== Data provided ==

PR #193, opened 2018-10-22
Don't normalize CRLF to LF in Junk

### LINKED ISSUE #184: Junk shouldn't normalize CRLF to LF.
The content of `Junk` should be the literal content which couldn't be parsed.

stasm:
Fix #184.

This doesn't change the parsing story for unsupported line endings (`\r`, `\u2028`, `\u2029`). Right now, that story is largely undefined.

### DIFF
--- a/syntax/grammar.mjs
+++ b/syntax/grammar.mjs
@@ -86,12 +86,14 @@ let CommentLine = defer(() =>
 
 /* ------------------------------------------------------------------------- */
 /* Adjacent junk_lines are joined into FTL.Junk during the AST construction. */
-let junk_line = defer(() =>
+let junk_line =
     sequence(
-        regex(/.*/),
-        line_end)
+        regex(/[^\n]*/),
+        either(
+            string("\u000A"),
+            eof()))
     .map(join)
-    .chain(into(FTL.Junk)));
+    .chain(into(FTL.Junk));
 
 /* --------------------------------- */
 /* Attributes of Messages and Terms. */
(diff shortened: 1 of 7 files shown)


syntax/grammar.mjs
```diff
@@ -86,12 +86,15 @@ let CommentLine = defer(() =>
...
 /* ------------------------------------------------------------------------- */
 /* Adjacent junk_lines are joined into FTL.Junk during the AST construction. */
-let junk_line = defer(() =>
+let junk_line =
     sequence(
         regex(/.*/),
-        line_end)
+        either(
+            string("\u000A"),
+            string("\u000D\u000A"),
```
stasm: I wonder if it would make sense to add other, technically unsupported, line endings here. In particular, I'm thinking of `\r`, `\u2028` and `\u2029`, which are not matched by `.` in the JavaScript regex implementation.

We don't need to include [all line terminators recognized by Unicode](https://en.wikipedia.org/wiki/Newline#Representation), but adding these extra three would make sure the reference parser can produce meaningful junk for files with these endings. Otherwise, the parser doesn't have any way to skip over the EOL in the `junk_line` production, and the parsing of the whole resource ends immediately.

Pike: Would `regex(/[^\n]*/`) be closer to our intent? And not change `line_end` at all?

stasm: This is a really good idea! Thanks.

I had some trouble making it work when I tested it. I was seeing additional `\n` where I was sure there shouldn't be any. And then I realized that I needed to use `echo -n` for my CLI testing...

stasm:
@Pike This is now ready for another round of review. Thanks!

===

What is needed:
If a line in the data holds the string "CommentLine", copy that line.

Written solution:
@@ -86,12 +86,14 @@ let CommentLine = defer(() =>
@@ -86,12 +86,15 @@ let CommentLine = defer(() =>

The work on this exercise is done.